PR #5601, opened 2021-02-12
Field API enforces unique names

### LINKED ISSUE #5594: Fields API should enforce unique names
Each node in the AST should have a unique identifier, which should be enforced when a new node is added to the tree.

kjohnson:
Resolves #5594

## Description

Adds name collision detection to `FieldsAPI\FieldCollection`.

## Affects

Updated `insertBefore()` and `insertAfter()` to first check for name collisions.

## Pre-review Checklist

### DIFF
--- a/src/Framework/FieldsAPI/FieldCollection.php
+++ b/src/Framework/FieldsAPI/FieldCollection.php
@@ -7,6 +7,7 @@ use Give\Framework\FieldsAPI\FieldCollection\Contract\GroupNode;
 
 class FieldCollection implements GroupNode {
 
+    use FieldCollection\NameCollision;
     use FieldCollection\InsertNode;
     use FieldCollection\MoveNode;
     use FieldCollection\RemoveNode;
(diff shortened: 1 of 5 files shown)


JasonTheAdams (approved):
Very well done. I really like how you've broken these all up into testable traits. You're a module monster. 💪 

One observation, but outside of the scope of this PR, is that I noticed that when inserting before or after another node we fail silently if the sibling node isn't found. It simply won't insert the node. I'm thinking we should throw a `NodeNotFound` exception in these occasions. Folks can, of course, catch the exception and do nothing, but we should give devs a way of knowing it didn't work.

kjohnson:
> One observation, but outside of the scope of this PR, is that I noticed that when inserting before or after another node we fail silently if the sibling node isn't found. It simply won't insert the node. I'm thinking we should throw a `NodeNotFound` exception in these occasions. Folks can, of course, catch the exception and do nothing, but we should give devs a way of knowing it didn't work.

@JasonTheAdams yeah, that sounds good. I created a separate issue to address the new exception.

PR #5640, opened 2021-02-23
Fields API throws an exception when inserting relative to a node that does not exist

### LINKED ISSUE #5635: Fields API should throw an exception when inserting relative to a node that does not exist
## Details

> [...] I noticed that when inserting before or after another node we fail silently if the sibling node isn't found. It simply won't insert the node. I'm thinking we should throw a NodeNotFound exception in these occasions. Folks can, of course, catch the exception and do nothing, but we should give devs a way of knowing it didn't work. @JasonTheAdams https://github.com/impress-org/givewp/pull/5601#pullrequestreview-595857157

## Acceptance Criteria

> **Your objective**
Extract the listing in its entirety and repeat it exactly.

> **Answer below**
PR #5601, opened 2021-02-12
Field API enforces unique names

### LINKED ISSUE #5594: Fields API should enforce unique names
Each node in the AST should have a unique identifier, which should be enforced when a new node is added to the tree.

kjohnson:
Resolves #5594

## Description

Adds name collision detection to `FieldsAPI\FieldCollection`.

## Affects

Updated `insertBefore()` and `insertAfter()` to first check for name collisions.

## Pre-review Checklist

### DIFF
--- a/src/Framework/FieldsAPI/FieldCollection.php
+++ b/src/Framework/FieldsAPI/FieldCollection.php
@@ -7,6 +7,7 @@ use Give\Framework\FieldsAPI\FieldCollection\Contract\GroupNode;
 
 class FieldCollection implements GroupNode {
 
+    use FieldCollection\NameCollision;
     use FieldCollection\InsertNode;
     use FieldCollection\MoveNode;
     use FieldCollection\RemoveNode;
(diff shortened: 1 of 5 files shown)


JasonTheAdams (approved):
Very well done. I really like how you've broken these all up into testable traits. You're a module monster. 💪 

One observation, but outside of the scope of this PR, is that I noticed that when inserting before or after another node we fail silently if the sibling node isn't found. It simply won't insert the node. I'm thinking we should throw a `NodeNotFound` exception in these occasions. Folks can, of course, catch the exception and do nothing, but we should give devs a way of knowing it didn't work.

kjohnson:
> One observation, but outside of the scope of this PR, is that I noticed that when inserting before or after another node we fail silently if the sibling node isn't found. It simply won't insert the node. I'm thinking we should throw a `NodeNotFound` exception in these occasions. Folks can, of course, catch the exception and do nothing, but we should give devs a way of knowing it didn't work.

@JasonTheAdams yeah, that sounds good. I created a separate issue to address the new exception.

PR #5640, opened 2021-02-23
Fields API throws an exception when inserting relative to a node that does not exist

### LINKED ISSUE #5635: Fields API should throw an exception when inserting relative to a node that does not exist
## Details

> [...] I noticed that when inserting before or after another node we fail silently if the sibling node isn't found. It simply won't insert the node. I'm thinking we should throw a NodeNotFound exception in these occasions. Folks can, of course, catch the exception and do nothing, but we should give devs a way of knowing it didn't work. @JasonTheAdams https://github.com/impress-org/givewp/pull/5601#pullrequestreview-595857157

## Acceptance Criteria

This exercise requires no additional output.